Exercise instructions
Nothing below is to be printed except the lines between the line holding "Issue #11374, opened 2021-12-17" and the line holding "1. Subscribe to", inclusive, each exactly as it appears.

[Stored items]
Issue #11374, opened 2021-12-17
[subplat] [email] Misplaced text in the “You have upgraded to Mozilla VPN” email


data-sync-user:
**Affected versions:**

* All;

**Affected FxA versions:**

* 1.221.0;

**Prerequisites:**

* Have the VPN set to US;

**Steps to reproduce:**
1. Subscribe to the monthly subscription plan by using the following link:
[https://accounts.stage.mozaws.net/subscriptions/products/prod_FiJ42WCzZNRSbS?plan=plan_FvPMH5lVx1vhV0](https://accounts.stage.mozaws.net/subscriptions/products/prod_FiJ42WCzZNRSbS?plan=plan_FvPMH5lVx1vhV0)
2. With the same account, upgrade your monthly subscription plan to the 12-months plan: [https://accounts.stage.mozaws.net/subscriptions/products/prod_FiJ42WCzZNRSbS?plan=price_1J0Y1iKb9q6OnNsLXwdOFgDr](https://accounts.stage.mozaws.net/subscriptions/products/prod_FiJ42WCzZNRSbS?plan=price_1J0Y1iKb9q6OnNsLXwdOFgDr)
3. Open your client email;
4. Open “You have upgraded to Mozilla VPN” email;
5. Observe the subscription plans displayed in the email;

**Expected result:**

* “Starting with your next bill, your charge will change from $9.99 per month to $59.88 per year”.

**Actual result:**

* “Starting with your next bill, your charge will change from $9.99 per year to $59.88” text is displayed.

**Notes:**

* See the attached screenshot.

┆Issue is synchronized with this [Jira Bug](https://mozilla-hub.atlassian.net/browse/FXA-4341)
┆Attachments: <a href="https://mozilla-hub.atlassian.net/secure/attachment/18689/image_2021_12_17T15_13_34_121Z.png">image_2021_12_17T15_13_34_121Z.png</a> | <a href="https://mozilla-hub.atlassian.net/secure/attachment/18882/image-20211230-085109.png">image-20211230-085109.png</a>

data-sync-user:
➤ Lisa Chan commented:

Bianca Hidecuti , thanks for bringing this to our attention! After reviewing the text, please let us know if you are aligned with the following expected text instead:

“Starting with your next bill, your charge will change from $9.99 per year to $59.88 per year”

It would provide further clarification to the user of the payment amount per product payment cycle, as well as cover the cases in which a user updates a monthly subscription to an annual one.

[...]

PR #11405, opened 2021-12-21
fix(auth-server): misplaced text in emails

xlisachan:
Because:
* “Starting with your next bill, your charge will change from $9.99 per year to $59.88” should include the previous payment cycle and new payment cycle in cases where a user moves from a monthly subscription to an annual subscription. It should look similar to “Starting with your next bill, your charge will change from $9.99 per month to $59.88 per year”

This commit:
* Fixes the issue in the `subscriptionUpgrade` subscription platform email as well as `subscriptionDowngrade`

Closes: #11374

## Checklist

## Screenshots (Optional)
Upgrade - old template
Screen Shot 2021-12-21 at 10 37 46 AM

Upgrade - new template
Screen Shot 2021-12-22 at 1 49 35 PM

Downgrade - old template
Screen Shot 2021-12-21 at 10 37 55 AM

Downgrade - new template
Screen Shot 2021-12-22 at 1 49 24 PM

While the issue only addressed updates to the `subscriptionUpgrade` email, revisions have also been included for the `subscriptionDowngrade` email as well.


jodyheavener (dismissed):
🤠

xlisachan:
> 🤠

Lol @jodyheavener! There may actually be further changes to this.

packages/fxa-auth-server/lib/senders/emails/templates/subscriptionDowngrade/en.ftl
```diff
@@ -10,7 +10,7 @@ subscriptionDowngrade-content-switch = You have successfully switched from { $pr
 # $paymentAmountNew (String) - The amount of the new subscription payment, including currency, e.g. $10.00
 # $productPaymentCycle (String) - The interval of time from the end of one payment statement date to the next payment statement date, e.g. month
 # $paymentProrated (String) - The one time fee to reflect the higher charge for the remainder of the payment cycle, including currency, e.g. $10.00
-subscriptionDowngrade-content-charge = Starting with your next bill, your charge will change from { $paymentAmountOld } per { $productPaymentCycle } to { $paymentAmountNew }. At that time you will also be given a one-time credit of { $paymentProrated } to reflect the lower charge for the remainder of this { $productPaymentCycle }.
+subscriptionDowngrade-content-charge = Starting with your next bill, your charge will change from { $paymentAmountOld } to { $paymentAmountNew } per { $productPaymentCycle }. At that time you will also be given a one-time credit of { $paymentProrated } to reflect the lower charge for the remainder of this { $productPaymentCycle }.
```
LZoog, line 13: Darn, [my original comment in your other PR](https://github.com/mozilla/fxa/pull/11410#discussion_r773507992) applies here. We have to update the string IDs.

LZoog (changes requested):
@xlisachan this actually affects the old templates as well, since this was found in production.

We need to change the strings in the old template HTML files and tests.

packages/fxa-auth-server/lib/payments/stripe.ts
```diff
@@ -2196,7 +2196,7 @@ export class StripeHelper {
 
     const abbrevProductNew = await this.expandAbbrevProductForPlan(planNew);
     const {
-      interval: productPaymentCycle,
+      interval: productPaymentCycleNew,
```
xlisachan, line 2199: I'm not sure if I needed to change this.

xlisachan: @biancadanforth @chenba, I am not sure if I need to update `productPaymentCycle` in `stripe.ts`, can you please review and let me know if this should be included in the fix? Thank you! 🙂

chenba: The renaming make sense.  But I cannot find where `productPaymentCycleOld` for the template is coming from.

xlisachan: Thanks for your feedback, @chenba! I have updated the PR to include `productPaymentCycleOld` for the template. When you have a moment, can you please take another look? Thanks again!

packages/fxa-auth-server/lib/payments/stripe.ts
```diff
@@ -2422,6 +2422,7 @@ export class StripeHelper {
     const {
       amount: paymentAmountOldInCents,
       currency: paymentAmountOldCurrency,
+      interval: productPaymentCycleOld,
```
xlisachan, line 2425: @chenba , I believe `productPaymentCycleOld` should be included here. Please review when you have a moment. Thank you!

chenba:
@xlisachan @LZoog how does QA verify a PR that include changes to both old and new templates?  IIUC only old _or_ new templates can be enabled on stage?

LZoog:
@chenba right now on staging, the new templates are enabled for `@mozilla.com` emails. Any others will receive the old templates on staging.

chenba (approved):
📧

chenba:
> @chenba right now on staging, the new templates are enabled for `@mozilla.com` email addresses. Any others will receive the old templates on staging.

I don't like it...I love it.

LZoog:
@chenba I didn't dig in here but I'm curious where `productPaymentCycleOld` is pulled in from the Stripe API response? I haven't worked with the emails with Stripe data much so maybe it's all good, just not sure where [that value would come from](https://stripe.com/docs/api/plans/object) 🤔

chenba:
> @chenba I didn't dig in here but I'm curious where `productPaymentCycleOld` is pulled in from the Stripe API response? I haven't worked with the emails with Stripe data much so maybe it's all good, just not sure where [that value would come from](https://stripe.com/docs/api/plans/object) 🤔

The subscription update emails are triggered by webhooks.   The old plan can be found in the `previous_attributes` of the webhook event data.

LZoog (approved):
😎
==
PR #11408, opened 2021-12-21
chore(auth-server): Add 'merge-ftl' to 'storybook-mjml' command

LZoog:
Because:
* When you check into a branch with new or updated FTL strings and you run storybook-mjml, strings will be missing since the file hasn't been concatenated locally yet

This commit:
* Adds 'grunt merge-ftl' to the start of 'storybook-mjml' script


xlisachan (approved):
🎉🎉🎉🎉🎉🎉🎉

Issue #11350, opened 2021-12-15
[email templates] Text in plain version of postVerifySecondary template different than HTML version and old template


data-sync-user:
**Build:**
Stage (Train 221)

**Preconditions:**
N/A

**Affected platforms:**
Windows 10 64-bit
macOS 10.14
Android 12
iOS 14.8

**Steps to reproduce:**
---
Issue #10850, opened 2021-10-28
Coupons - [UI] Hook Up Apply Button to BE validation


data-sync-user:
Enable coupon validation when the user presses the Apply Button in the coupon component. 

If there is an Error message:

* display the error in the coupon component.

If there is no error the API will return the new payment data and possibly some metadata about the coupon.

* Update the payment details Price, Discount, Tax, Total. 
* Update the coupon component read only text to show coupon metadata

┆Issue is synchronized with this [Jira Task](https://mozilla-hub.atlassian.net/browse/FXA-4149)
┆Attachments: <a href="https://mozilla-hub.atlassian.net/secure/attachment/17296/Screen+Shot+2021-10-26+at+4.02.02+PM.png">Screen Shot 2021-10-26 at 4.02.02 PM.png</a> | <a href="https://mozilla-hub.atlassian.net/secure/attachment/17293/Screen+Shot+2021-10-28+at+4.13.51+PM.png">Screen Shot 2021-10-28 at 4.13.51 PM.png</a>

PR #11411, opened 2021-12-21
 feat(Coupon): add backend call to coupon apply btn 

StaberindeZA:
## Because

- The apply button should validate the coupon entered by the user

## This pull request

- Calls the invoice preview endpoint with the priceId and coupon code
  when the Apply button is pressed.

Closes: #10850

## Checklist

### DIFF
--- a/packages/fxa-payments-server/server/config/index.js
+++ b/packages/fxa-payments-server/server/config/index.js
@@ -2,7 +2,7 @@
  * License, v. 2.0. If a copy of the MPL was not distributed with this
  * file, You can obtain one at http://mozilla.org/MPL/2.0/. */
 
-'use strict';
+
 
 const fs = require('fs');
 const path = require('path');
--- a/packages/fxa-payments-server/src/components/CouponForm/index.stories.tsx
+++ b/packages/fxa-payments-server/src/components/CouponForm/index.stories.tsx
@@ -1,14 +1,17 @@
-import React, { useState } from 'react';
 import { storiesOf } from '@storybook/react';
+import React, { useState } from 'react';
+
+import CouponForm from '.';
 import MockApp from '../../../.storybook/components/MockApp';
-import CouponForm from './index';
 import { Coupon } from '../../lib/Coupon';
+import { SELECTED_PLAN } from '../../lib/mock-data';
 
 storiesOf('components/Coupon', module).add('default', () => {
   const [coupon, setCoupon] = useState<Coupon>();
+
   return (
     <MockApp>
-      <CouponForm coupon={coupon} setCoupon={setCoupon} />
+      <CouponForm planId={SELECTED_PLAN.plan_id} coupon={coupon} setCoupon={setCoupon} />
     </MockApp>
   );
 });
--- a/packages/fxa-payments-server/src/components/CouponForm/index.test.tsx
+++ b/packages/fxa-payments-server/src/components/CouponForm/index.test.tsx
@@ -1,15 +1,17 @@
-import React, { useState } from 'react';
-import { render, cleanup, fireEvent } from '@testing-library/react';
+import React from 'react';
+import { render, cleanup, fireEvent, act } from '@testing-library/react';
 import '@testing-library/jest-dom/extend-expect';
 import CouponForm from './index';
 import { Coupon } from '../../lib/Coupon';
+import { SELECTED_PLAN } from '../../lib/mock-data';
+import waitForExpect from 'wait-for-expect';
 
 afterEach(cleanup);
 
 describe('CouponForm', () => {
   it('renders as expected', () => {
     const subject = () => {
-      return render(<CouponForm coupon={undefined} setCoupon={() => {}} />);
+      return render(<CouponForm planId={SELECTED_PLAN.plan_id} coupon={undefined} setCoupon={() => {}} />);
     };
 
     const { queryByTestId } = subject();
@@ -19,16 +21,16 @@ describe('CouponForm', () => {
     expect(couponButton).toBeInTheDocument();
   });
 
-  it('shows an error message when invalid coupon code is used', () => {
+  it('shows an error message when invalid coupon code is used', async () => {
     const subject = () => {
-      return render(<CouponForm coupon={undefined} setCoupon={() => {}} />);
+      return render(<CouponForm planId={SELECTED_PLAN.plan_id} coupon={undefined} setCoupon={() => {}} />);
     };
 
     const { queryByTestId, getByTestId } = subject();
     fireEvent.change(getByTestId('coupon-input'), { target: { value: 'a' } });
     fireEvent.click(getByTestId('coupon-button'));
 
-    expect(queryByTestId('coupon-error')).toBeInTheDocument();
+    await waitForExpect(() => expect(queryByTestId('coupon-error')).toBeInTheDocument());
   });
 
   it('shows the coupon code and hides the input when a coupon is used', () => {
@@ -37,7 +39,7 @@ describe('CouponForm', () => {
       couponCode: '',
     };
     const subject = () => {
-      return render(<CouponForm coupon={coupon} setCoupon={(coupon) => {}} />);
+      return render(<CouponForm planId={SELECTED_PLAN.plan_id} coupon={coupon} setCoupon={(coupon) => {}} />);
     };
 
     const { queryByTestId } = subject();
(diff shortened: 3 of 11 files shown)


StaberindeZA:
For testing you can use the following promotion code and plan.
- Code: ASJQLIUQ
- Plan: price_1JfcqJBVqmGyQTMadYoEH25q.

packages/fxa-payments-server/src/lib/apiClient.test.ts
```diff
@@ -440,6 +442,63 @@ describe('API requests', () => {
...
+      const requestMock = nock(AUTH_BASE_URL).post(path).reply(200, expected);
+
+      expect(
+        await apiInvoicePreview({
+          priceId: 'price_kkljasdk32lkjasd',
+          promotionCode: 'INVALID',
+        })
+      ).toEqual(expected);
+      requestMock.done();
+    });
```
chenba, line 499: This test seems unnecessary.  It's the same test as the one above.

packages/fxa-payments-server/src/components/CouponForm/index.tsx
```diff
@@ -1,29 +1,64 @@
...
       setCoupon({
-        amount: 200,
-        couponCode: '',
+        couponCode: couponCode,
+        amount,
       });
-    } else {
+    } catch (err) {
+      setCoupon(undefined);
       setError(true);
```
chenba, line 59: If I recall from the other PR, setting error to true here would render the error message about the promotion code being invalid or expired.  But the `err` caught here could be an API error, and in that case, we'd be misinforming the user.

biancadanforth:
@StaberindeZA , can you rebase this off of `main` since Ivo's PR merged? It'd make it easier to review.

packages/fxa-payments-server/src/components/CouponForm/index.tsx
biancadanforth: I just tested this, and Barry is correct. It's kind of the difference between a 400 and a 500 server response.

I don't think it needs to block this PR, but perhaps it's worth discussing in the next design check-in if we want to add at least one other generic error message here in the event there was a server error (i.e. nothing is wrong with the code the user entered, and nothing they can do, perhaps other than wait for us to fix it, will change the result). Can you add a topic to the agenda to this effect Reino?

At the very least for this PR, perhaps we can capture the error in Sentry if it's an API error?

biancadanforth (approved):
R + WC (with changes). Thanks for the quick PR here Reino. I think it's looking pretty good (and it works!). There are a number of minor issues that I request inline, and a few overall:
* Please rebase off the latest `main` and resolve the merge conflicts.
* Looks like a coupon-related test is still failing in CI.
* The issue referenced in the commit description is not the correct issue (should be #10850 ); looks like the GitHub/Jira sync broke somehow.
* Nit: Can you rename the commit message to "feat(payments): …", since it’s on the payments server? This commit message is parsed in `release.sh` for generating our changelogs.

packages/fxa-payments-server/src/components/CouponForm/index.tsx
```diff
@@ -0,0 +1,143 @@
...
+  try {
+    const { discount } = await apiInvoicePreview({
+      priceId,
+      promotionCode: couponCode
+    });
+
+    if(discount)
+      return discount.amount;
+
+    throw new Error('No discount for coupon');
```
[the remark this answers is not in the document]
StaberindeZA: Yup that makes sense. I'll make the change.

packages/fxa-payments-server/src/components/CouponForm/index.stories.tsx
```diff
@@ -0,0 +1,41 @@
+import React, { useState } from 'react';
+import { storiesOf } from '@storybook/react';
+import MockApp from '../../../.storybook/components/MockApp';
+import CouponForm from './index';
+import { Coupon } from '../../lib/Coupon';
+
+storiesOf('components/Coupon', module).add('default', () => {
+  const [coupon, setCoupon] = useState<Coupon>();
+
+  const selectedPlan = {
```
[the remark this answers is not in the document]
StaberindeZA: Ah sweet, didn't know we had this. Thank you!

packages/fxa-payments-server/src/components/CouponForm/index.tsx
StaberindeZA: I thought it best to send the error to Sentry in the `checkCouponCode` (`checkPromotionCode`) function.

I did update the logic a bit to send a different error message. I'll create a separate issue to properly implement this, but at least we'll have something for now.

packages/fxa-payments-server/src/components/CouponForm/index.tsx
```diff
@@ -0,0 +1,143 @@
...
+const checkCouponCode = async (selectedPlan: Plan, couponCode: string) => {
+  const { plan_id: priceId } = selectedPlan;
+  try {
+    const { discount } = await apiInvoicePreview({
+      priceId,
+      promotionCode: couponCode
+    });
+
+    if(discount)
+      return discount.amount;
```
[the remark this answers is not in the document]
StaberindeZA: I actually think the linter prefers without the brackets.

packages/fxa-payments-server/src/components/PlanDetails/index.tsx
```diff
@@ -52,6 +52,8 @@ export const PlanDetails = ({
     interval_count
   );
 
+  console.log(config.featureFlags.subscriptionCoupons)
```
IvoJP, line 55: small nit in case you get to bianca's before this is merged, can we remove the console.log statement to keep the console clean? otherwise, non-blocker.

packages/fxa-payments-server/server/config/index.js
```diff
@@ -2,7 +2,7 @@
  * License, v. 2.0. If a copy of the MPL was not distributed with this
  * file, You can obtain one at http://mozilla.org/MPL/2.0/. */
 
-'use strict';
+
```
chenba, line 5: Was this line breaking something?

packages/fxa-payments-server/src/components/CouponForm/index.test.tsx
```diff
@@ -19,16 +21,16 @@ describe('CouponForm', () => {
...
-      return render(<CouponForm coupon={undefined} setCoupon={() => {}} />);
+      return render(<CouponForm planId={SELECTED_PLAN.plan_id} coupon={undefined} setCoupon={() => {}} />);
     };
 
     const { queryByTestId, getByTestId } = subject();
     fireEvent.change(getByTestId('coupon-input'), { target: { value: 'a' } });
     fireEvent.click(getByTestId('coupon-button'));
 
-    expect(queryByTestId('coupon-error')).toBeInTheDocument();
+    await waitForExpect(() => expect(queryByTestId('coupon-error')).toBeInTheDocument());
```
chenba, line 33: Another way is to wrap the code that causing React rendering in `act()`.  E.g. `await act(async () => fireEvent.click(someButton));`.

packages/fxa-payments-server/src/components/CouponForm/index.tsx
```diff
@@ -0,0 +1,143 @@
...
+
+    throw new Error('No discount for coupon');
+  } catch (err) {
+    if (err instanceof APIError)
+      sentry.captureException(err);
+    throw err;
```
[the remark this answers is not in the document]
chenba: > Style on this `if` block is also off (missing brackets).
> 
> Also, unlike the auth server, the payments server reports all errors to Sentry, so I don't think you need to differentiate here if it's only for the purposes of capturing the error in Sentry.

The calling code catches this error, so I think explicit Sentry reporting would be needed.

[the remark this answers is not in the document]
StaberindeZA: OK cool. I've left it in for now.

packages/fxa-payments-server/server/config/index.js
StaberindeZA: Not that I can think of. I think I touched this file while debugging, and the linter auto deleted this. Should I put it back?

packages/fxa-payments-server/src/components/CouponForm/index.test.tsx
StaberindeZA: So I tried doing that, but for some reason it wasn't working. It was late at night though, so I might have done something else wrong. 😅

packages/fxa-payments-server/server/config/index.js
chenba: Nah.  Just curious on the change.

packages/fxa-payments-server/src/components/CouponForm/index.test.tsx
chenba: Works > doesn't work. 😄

Task solution
Issue #11374, opened 2021-12-17
[subplat] [email] Misplaced text in the “You have upgraded to Mozilla VPN” email


data-sync-user:
**Affected versions:**

* All;

**Affected FxA versions:**

* 1.221.0;

**Prerequisites:**

* Have the VPN set to US;

**Steps to reproduce:**
1. Subscribe to the monthly subscription plan by using the following link:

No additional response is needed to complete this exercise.